● **Data**:
=== Begin Enclosure ===
Issue #927, opened 2016-03-01
Add eviction mechanism to RegExp cache


LaszloLango:
Implement an eviction mechanism for RegExp cache, if the cache is full throw out an element and add the new bytecode into the cache. May be a FIFO algorithm would cause the less performance regression.

akiss77:
Solved by #947 and 6f536c79423ecca4c45897d6be555e08739ed71b

PR #947, opened 2016-03-09
Few improvements for RegExp

LaszloLango:
Added eviction mechanism to RegExp cache and small
refactoring. Fixed a bug when logging is enabled.

Related issue: #927

### DIFF
--- a/jerry-core/parser/regexp/re-compiler.c
+++ b/jerry-core/parser/regexp/re-compiler.c
@@ -445,23 +445,23 @@ re_parse_alternative (re_compiler_ctx_t *re_ctx_p, /**< RegExp compiler context 
 } /* re_parse_alternative */
 
 static const re_compiled_code_t *re_cache[RE_CACHE_SIZE];
+static uint8_t re_cache_idx = RE_CACHE_SIZE;
 
 /**
  * Search for the given pattern in the RegExp cache
  *
- * @return compiled bytecode - if found
- *         NULL              - otherwise
+ * @return index of bytecode in cache - if found
+ *         RE_CACHE_SIZE              - otherwise
  */
-const re_compiled_code_t *
+static uint8_t
 re_find_bytecode_in_cache (ecma_string_t *pattern_str_p, /**< pattern string */
-                           uint16_t flags, /**< flags */
-                           uint32_t *idx) /**< [out] index */
+                           uint16_t flags) /**< flags */
 {
-  uint32_t free_idx = RE_CACHE_SIZE;
+  uint8_t free_idx = RE_CACHE_SIZE;
 
-  for (*idx = 0u; *idx < RE_CACHE_SIZE; (*idx)++)
+  for (uint8_t idx = 0u; idx < RE_CACHE_SIZE; idx++)
   {
-    const re_compiled_code_t *cached_bytecode_p = re_cache[*idx];
+    const re_compiled_code_t *cached_bytecode_p = re_cache[idx];
 
     if (cached_bytecode_p != NULL)
     {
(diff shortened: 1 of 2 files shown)


jerry-core/parser/regexp/re-compiler.c
```diff
@@ -533,90 +545,93 @@ re_compile_bytecode (const re_compiled_code_t **out_bytecode_p, /**< [out] point
...
-      JERRY_ASSERT (bc_ctx.block_start_p != NULL);
-      *out_bytecode_p = (re_compiled_code_t *) bc_ctx.block_start_p;
+    /* The RegExp bytecode contains at least a RE_OP_SAVE_AT_START opdoce, so it cannot be NULL. */
+    JERRY_ASSERT (bc_ctx.block_start_p != NULL);
+    *out_bytecode_p = (re_compiled_code_t *) bc_ctx.block_start_p;
 
-      if (cache_idx < RE_CACHE_SIZE)
+    if (cache_idx >= RE_CACHE_SIZE)
+    {
+      if (re_cache_idx < 1u)
```
akiss77: Actually, in these two `if`s, we are checking whether `cache_idx == RE_CACHE_SIZE` and `re_cache_idx == 0`, aren't we? (I mean, there is no way for `cache_idx` to be striclty larger that `RE_CACHE_SIZE`, and `re_cache_idx` being unsigned, it cannot have negative value.) I'd vote for the exact equality tests.

jerry-core/parser/regexp/re-compiler.c
```diff
@@ -452,12 +453,12 @@ static const re_compiled_code_t *re_cache[RE_CACHE_SIZE];
  * @return compiled bytecode - if found
  *         NULL              - otherwise
  */
-const re_compiled_code_t *
+static const re_compiled_code_t *
 re_find_bytecode_in_cache (ecma_string_t *pattern_str_p, /**< pattern string */
                            uint16_t flags, /**< flags */
-                           uint32_t *idx) /**< [out] index */
+                           uint16_t *idx) /**< [out] index */
```
akiss77: I've reviewed this function and its call site in `re_compile_bytecode` and I'm wondering whether the complexity of its signature is really needed. Wouldn't 
`static uin16_t re_find_bytecode_in_cache (ecma_string_t *pattern_str_p, uint16_t flags)`
suffice? 

With the following semantics: if the returned value equals `RE_CACHE_SIZE`, then the pattern was not found in the cache and also there is no free slot in the cache; if the returned value is a valid index and the corresponding slot in the cache is `NULL`, then the pattern was not found but index points to a free slot; finally, if the index is valid and the slot is non-NULL, then that's the bytecode we looked for.

This would eliminate the need for the out parameter, i.e., a pointer to a short int, which is quite often dereferenced in a loop in the body of the function.

jerry-core/parser/regexp/re-compiler.c
```diff
@@ -445,23 +445,23 @@ re_parse_alternative (re_compiler_ctx_t *re_ctx_p, /**< RegExp compiler context
...
 /**
  * Search for the given pattern in the RegExp cache
  *
- * @return compiled bytecode - if found
- *         NULL              - otherwise
+ * @return index of bytecode in cache - if found
+ *         RE_CACHE_SIZE              - otherwise
  */
-const re_compiled_code_t *
+static uint16_t
```
zherczeg: uint32_t

zherczeg: I see now that re_cache_idx is uint16_t. If we want to force a small number we could use uint8_t. Anyway I am even happy with uint32_t as well.
Otherwise LGTM.

LaszloLango:
@zherczeg, updated. May I land this?

zherczeg:
LGTM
=== End Enclosure ===
● **Task to carry out**:
Each and every entry needs to be repeated exactly.

● **Exercise output**:
Issue #927, opened 2016-03-01
Add eviction mechanism to RegExp cache


LaszloLango:
Implement an eviction mechanism for RegExp cache, if the cache is full throw out an element and add the new bytecode into the cache. May be a FIFO algorithm would cause the less performance regression.

akiss77:
Solved by #947 and 6f536c79423ecca4c45897d6be555e08739ed71b

PR #947, opened 2016-03-09
Few improvements for RegExp

LaszloLango:
Added eviction mechanism to RegExp cache and small
refactoring. Fixed a bug when logging is enabled.

Related issue: #927

### DIFF
--- a/jerry-core/parser/regexp/re-compiler.c
+++ b/jerry-core/parser/regexp/re-compiler.c
@@ -445,23 +445,23 @@ re_parse_alternative (re_compiler_ctx_t *re_ctx_p, /**< RegExp compiler context 
 } /* re_parse_alternative */
 
 static const re_compiled_code_t *re_cache[RE_CACHE_SIZE];
+static uint8_t re_cache_idx = RE_CACHE_SIZE;
 
 /**
  * Search for the given pattern in the RegExp cache
  *
- * @return compiled bytecode - if found
- *         NULL              - otherwise
+ * @return index of bytecode in cache - if found
+ *         RE_CACHE_SIZE              - otherwise
  */
-const re_compiled_code_t *
+static uint8_t
 re_find_bytecode_in_cache (ecma_string_t *pattern_str_p, /**< pattern string */
-                           uint16_t flags, /**< flags */
-                           uint32_t *idx) /**< [out] index */
+                           uint16_t flags) /**< flags */
 {
-  uint32_t free_idx = RE_CACHE_SIZE;
+  uint8_t free_idx = RE_CACHE_SIZE;
 
-  for (*idx = 0u; *idx < RE_CACHE_SIZE; (*idx)++)
+  for (uint8_t idx = 0u; idx < RE_CACHE_SIZE; idx++)
   {
-    const re_compiled_code_t *cached_bytecode_p = re_cache[*idx];
+    const re_compiled_code_t *cached_bytecode_p = re_cache[idx];
 
     if (cached_bytecode_p != NULL)
     {
(diff shortened: 1 of 2 files shown)


jerry-core/parser/regexp/re-compiler.c
```diff
@@ -533,90 +545,93 @@ re_compile_bytecode (const re_compiled_code_t **out_bytecode_p, /**< [out] point
...
-      JERRY_ASSERT (bc_ctx.block_start_p != NULL);
-      *out_bytecode_p = (re_compiled_code_t *) bc_ctx.block_start_p;
+    /* The RegExp bytecode contains at least a RE_OP_SAVE_AT_START opdoce, so it cannot be NULL. */
+    JERRY_ASSERT (bc_ctx.block_start_p != NULL);
+    *out_bytecode_p = (re_compiled_code_t *) bc_ctx.block_start_p;
 
-      if (cache_idx < RE_CACHE_SIZE)
+    if (cache_idx >= RE_CACHE_SIZE)
+    {
+      if (re_cache_idx < 1u)
```
akiss77: Actually, in these two `if`s, we are checking whether `cache_idx == RE_CACHE_SIZE` and `re_cache_idx == 0`, aren't we? (I mean, there is no way for `cache_idx` to be striclty larger that `RE_CACHE_SIZE`, and `re_cache_idx` being unsigned, it cannot have negative value.) I'd vote for the exact equality tests.

jerry-core/parser/regexp/re-compiler.c
```diff
@@ -452,12 +453,12 @@ static const re_compiled_code_t *re_cache[RE_CACHE_SIZE];
  * @return compiled bytecode - if found
  *         NULL              - otherwise
  */
-const re_compiled_code_t *
+static const re_compiled_code_t *
 re_find_bytecode_in_cache (ecma_string_t *pattern_str_p, /**< pattern string */
                            uint16_t flags, /**< flags */
-                           uint32_t *idx) /**< [out] index */
+                           uint16_t *idx) /**< [out] index */
```
akiss77: I've reviewed this function and its call site in `re_compile_bytecode` and I'm wondering whether the complexity of its signature is really needed. Wouldn't 
`static uin16_t re_find_bytecode_in_cache (ecma_string_t *pattern_str_p, uint16_t flags)`
suffice? 

With the following semantics: if the returned value equals `RE_CACHE_SIZE`, then the pattern was not found in the cache and also there is no free slot in the cache; if the returned value is a valid index and the corresponding slot in the cache is `NULL`, then the pattern was not found but index points to a free slot; finally, if the index is valid and the slot is non-NULL, then that's the bytecode we looked for.

This would eliminate the need for the out parameter, i.e., a pointer to a short int, which is quite often dereferenced in a loop in the body of the function.

jerry-core/parser/regexp/re-compiler.c
```diff
@@ -445,23 +445,23 @@ re_parse_alternative (re_compiler_ctx_t *re_ctx_p, /**< RegExp compiler context
...
 /**
  * Search for the given pattern in the RegExp cache
  *
- * @return compiled bytecode - if found
- *         NULL              - otherwise
+ * @return index of bytecode in cache - if found
+ *         RE_CACHE_SIZE              - otherwise
  */
-const re_compiled_code_t *
+static uint16_t
```
zherczeg: uint32_t

zherczeg: I see now that re_cache_idx is uint16_t. If we want to force a small number we could use uint8_t. Anyway I am even happy with uint32_t as well.
Otherwise LGTM.

LaszloLango:
@zherczeg, updated. May I land this?

zherczeg:
LGTM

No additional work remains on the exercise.